(Records from a data collection)
________
Issue #492, opened 2020-03-24
Unit Test Coverage: sort-controller.ts


bharney0:
Add unit test coverage for sort-controller

mamccrea:
@rsknutson

PR #737, opened 2020-09-05
Sort controller Unit Test Coverage #492

rsknutson:
Unit test for sort-controller


bharney0:
@rsknutson we have changed the root directory to contain a `packages` folder where all of the extensions live. Can make sure the changes are made in `packages/docs-markdown` folder? So your new path would be `packages/docs-markdown/src/test/suite/controllers/sort-controller.test.ts`

rsknutson:
Opened new PR

PR #757, opened 2020-09-27
Bundle docs validation to the pack

928PJY:
[AB#288438](https://dev.azure.com/ceapex/d3d54af3-265a-4f18-95f6-9a46397ca583/_workitems/edit/288438)


928PJY:
One question here, why do you use both `extensionPack` and `extensionDependencies `, IMO, the `extensionPack` is enough for your purpose, here are the words copied from [VS Code document](https://code.visualstudio.com/api/references/extension-manifest):

> An Extension Pack should not have any functional dependencies with its bundled extensions and the bundled extensions should be manageable independent of the pack. If an extension has a dependency on another extension, that dependency should be declared with the extensionDependencies attribute

nschonni:
Don't know if the submodule is needed

herohua (approved):

928PJY:
@nschonni You can reference the design spec in the linked Azure DevOps task, it is already reviewed with @bharney and @lamebrain .

nschonni:
@928PJY can't actually, since the DevOps instance is private, and I'm not a Microsoft employee 😉

bharney0 (approved):

bharney0:
@nschonni going forward we would like to use submodules to hopefully get around and issue we found with Husky. We noticed we could not control the Husky pre-push hooks where the git directory was in the root with packages in subdirectories. So we added learna and are now running all of the linting on all extensions when pushing. However, it would be nice just to have one run on the specific extension when committing changes.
________
Task description ::
For this exercise, all the data must be repeated exactly.

Result for this exercise ::
Issue #492, opened 2020-03-24
Unit Test Coverage: sort-controller.ts


bharney0:
Add unit test coverage for sort-controller

mamccrea:
@rsknutson

PR #737, opened 2020-09-05
Sort controller Unit Test Coverage #492

rsknutson:
Unit test for sort-controller


bharney0:
@rsknutson we have changed the root directory to contain a `packages` folder where all of the extensions live. Can make sure the changes are made in `packages/docs-markdown` folder? So your new path would be `packages/docs-markdown/src/test/suite/controllers/sort-controller.test.ts`

rsknutson:
Opened new PR

PR #757, opened 2020-09-27
Bundle docs validation to the pack

928PJY:
[AB#288438](https://dev.azure.com/ceapex/d3d54af3-265a-4f18-95f6-9a46397ca583/_workitems/edit/288438)


928PJY:
One question here, why do you use both `extensionPack` and `extensionDependencies `, IMO, the `extensionPack` is enough for your purpose, here are the words copied from [VS Code document](https://code.visualstudio.com/api/references/extension-manifest):

> An Extension Pack should not have any functional dependencies with its bundled extensions and the bundled extensions should be manageable independent of the pack. If an extension has a dependency on another extension, that dependency should be declared with the extensionDependencies attribute

nschonni:
Don't know if the submodule is needed

herohua (approved):

928PJY:
@nschonni You can reference the design spec in the linked Azure DevOps task, it is already reviewed with @bharney and @lamebrain .

nschonni:
@928PJY can't actually, since the DevOps instance is private, and I'm not a Microsoft employee 😉

bharney0 (approved):

bharney0:
@nschonni going forward we would like to use submodules to hopefully get around and issue we found with Husky. We noticed we could not control the Husky pre-push hooks where the git directory was in the root with packages in subdirectories. So we added learna and are now running all of the linting on all extensions when pushing. However, it would be nice just to have one run on the specific extension when committing changes.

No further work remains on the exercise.